Reproduce the listing below exactly, from its first line down to and including the line with "I tried to copy one of the errors.".

──────── MATERIAL PROVIDED ────────

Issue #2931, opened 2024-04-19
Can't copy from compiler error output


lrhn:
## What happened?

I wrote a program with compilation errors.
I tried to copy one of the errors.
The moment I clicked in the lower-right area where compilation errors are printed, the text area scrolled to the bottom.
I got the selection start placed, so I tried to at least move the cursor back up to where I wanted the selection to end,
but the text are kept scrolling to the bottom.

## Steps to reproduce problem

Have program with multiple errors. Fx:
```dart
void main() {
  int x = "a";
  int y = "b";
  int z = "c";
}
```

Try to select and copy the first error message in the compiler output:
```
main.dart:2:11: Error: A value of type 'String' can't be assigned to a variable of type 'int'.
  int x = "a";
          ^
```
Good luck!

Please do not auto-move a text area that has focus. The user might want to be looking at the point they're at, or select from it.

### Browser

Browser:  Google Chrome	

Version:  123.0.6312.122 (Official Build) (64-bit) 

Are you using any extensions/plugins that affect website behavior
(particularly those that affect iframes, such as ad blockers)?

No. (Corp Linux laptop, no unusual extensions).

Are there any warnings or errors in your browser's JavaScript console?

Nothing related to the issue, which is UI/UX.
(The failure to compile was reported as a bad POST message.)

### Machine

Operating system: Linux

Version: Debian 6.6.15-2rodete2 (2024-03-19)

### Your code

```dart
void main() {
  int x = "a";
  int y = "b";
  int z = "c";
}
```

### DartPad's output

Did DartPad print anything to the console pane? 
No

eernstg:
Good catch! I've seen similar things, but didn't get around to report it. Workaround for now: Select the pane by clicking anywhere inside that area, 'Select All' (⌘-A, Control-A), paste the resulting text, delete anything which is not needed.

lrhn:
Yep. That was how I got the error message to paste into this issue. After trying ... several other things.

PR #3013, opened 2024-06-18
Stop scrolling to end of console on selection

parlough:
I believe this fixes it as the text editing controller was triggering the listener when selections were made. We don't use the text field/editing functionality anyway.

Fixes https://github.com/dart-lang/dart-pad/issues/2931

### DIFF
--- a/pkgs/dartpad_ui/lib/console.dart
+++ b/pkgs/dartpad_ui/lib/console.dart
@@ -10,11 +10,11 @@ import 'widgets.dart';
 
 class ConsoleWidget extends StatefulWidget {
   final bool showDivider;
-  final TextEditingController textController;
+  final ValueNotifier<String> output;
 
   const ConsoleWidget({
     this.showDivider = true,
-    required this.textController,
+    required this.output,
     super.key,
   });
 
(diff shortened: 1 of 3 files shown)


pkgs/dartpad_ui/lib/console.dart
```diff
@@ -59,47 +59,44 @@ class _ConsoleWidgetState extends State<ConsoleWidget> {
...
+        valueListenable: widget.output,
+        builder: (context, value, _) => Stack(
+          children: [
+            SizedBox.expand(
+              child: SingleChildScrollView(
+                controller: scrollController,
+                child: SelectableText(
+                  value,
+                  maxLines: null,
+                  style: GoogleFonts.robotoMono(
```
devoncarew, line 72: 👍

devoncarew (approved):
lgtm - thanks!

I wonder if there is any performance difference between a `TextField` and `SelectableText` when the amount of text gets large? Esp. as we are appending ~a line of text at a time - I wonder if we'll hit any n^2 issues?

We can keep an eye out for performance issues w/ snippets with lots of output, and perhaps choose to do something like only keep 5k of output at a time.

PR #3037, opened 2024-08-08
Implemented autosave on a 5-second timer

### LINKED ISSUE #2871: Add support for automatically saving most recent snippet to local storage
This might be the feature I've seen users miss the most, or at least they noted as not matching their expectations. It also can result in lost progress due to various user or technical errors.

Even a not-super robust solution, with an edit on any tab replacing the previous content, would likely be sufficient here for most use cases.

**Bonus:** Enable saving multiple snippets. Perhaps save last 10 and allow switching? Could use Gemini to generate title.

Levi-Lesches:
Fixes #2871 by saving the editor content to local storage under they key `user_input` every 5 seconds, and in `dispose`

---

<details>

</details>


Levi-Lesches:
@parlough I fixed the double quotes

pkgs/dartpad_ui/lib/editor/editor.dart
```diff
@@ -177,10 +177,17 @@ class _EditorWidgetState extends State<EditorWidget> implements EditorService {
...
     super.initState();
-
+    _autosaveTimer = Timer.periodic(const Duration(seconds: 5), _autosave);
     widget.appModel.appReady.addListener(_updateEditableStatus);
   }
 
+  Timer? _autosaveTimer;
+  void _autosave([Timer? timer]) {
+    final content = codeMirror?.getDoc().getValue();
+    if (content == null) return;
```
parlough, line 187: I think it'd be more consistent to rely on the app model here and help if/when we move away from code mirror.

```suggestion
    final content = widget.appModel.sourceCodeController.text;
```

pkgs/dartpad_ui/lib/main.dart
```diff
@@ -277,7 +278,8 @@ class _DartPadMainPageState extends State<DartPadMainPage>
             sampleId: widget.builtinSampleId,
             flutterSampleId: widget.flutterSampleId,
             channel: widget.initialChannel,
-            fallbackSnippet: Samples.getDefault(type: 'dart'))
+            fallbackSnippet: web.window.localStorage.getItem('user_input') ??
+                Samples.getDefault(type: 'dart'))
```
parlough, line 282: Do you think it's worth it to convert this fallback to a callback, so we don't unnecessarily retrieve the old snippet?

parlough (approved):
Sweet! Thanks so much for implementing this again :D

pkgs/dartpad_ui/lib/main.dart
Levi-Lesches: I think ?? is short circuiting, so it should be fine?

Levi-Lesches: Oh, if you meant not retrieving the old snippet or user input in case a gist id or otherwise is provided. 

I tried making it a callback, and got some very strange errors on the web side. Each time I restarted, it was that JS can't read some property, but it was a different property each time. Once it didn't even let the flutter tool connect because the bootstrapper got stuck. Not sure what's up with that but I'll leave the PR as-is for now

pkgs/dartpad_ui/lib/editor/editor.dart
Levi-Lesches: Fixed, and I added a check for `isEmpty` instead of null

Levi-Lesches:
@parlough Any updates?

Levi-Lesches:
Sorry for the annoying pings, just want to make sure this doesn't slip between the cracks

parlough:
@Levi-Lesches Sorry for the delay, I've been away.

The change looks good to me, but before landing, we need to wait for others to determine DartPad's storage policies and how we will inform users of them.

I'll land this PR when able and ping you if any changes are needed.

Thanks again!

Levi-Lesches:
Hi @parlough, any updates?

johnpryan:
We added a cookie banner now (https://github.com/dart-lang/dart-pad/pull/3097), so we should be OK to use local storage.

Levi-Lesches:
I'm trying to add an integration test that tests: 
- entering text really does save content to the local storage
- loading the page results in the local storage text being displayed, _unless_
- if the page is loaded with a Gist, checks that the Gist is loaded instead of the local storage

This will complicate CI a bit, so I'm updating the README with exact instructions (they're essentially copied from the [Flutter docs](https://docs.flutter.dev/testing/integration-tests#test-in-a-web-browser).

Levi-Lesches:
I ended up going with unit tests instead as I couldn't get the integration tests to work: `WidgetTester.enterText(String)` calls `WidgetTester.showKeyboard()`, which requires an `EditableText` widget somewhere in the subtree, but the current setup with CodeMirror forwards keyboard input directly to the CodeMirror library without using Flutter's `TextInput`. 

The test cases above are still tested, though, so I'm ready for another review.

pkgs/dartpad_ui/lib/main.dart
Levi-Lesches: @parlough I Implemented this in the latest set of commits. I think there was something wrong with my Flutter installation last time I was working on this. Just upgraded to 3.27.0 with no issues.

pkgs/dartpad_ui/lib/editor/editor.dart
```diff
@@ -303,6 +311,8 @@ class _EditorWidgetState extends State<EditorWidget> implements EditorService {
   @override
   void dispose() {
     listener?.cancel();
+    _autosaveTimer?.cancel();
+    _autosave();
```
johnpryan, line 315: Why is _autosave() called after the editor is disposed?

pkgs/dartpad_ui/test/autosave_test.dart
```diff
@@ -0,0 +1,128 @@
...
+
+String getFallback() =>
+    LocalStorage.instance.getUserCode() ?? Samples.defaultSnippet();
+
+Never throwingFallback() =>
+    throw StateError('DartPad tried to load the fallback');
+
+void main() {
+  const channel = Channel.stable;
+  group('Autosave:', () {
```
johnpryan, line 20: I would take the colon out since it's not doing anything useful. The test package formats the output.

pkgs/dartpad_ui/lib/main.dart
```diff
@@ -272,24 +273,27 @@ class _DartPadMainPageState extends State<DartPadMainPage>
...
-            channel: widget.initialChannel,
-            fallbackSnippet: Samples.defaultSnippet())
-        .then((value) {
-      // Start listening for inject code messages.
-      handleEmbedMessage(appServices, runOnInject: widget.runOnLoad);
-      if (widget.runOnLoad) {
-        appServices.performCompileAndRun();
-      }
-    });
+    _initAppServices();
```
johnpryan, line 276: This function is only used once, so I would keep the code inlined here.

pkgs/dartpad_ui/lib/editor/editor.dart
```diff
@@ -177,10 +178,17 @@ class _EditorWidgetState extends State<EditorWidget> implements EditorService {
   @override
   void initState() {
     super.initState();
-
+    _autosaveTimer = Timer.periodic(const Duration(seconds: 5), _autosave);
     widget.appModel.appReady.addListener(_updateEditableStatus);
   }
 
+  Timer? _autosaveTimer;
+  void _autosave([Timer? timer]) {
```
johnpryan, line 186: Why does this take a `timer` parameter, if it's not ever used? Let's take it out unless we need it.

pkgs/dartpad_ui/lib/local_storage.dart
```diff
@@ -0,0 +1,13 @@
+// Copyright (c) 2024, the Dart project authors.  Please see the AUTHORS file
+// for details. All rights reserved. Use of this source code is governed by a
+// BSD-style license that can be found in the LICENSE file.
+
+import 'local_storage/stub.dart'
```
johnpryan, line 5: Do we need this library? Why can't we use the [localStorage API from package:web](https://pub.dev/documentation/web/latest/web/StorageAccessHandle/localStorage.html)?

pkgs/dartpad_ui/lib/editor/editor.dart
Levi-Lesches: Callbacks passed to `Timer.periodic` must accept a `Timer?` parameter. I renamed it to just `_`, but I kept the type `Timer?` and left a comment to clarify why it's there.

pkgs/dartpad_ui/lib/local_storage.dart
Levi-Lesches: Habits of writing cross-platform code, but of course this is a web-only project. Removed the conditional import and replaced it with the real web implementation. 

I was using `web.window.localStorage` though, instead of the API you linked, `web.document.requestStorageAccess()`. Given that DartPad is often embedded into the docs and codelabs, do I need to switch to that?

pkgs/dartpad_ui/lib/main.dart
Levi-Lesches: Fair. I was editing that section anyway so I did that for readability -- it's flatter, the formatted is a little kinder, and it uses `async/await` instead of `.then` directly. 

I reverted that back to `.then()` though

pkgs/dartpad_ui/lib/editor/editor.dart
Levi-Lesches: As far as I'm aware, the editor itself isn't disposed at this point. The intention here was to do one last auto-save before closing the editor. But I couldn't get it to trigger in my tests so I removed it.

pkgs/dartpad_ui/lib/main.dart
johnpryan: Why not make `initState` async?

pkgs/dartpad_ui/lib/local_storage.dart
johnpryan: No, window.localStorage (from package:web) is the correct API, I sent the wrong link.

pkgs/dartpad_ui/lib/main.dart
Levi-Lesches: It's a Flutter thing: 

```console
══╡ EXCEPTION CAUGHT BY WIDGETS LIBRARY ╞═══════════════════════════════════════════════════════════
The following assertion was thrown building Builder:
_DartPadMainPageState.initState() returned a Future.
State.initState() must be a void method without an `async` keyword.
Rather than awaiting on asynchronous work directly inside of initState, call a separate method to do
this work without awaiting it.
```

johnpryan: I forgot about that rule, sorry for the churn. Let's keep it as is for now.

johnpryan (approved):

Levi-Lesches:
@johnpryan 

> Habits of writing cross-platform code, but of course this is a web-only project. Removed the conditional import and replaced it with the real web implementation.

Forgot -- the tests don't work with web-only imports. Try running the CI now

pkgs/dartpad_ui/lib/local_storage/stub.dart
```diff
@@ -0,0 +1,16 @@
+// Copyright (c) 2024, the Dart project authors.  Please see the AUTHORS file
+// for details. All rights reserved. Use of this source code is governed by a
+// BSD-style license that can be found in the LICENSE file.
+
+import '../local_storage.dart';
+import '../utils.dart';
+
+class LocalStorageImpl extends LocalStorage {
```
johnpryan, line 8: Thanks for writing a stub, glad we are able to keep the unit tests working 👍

────────

→ ANSWER BOX
Issue #2931, opened 2024-04-19
Can't copy from compiler error output


lrhn:
## What happened?

I wrote a program with compilation errors.
I tried to copy one of the errors.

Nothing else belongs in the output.